→ To do:
Using the records below, filter out every line that lacks "opened" and copy the rest.

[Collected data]
Issue #1415, opened 2021-03-18
support repetitive arguments to operand


jkandasa:
For now, there is no way to supply repetitive arguments options to the operand

I am expecting the following arguments to query pod, how to specify this in jaeger CR?
```
--query.additional-headers=access-control-allow-origin:blerg
--query.additional-headers=whatever:thing
```

```yaml
spec:
  query:
    options:
      query:
         additional-headers: "whatever:thing"
```

AFAIK, in YAML we cannot supply the same key multiple times
https://github.com/jaegertracing/jaeger-operator/blob/v1.21.3/pkg/apis/jaegertracing/v1/options.go#L96~L99

rubenvp8510:
i think something like this could be an option:
```
...
spec:
  query:
    options:
      query:
         additional-headers:
              -  "whatever:thing"
              -  "access-control-allow-origin:blerg"
```

PR #1434, opened 2021-04-21
Add support repetitive arguments to operand

rubenvp8510:
Fixes https://github.com/jaegertracing/jaeger-operator/issues/1415


jpkrohling:
CI seems to be failing.

jpkrohling:
Let me know when this gets ready to be reviewed.

rubenvp8510:
This is ready for review

pkg/apis/jaegertracing/v1/options_test.go
```diff
@@ -148,3 +150,38 @@ func TestUpdate(t *testing.T) {
 	// verify
 	assert.Equal(t, o.opts["key"], "new")
 }
+
+func TestStringMap(t *testing.T) {
+	o := NewOptions(nil)
+	err := o.UnmarshalJSON([]byte(`{"firstsarg":"v1", "additional-headers":["whatever:thing", "access-control-allow-origin:blerg"]}`))
```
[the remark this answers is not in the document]
rubenvp8510: I'll add some real examples, 

This is testing a new method I introduced in this PR. `StringMap`, this method only returns a map with strings (mimic the old behavior when we didn't support arrays) , it omits repeated arguments, I did in this way because this map is used in a lot of places, and I wand to preserve that behaviour for those places which is used, also I don't want to do type asserting each time the option map is used.

pkg/apis/jaegertracing/v1/options.go
```diff
@@ -7,10 +7,28 @@ import (
 	"strings"
 )
 
+// Values represent and string or a slice of string
```
jpkrohling, line 10: This doesn't seem accurate. Perhaps you meant "Values hold a map, with string as the key and either a string or a slice of strings as the value"

In any case, the name for this struct isn't really telling what the struct is. Can you come up with a better name?

pkg/apis/jaegertracing/v1/options.go
```diff
@@ -69,18 +86,24 @@ func (o Options) MarshalJSON() ([]byte, error) {
 }
 
 func (o *Options) parse(entries map[string]interface{}) {
-	o.opts = make(map[string]string)
+	o.opts = make(map[string]interface{})
```
jpkrohling, line 89: Don't we have a structure with this signature already?

pkg/apis/jaegertracing/v1/options_test.go
```diff
@@ -5,6 +5,8 @@ import (
 	"sort"
 	"testing"
 
+	"github.com/stretchr/testify/require"
+
```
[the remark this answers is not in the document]
jpkrohling: Looks like this hasn't been fixed.

pkg/apis/jaegertracing/v1/options.go
rubenvp8510: Better comment :) I'll change it, and rename this to a better name

pkg/apis/jaegertracing/v1/options.go
rubenvp8510: I can't find it, We have `FreeForm` but that is a different structure with` json *[]byte`

rubenvp8510:
@pavolloffay Could you please review?

Thank you!

pavolloffay (approved):
LGTM, one test job is failing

→ Output of the task:
Issue #1415, opened 2021-03-18
PR #1434, opened 2021-04-21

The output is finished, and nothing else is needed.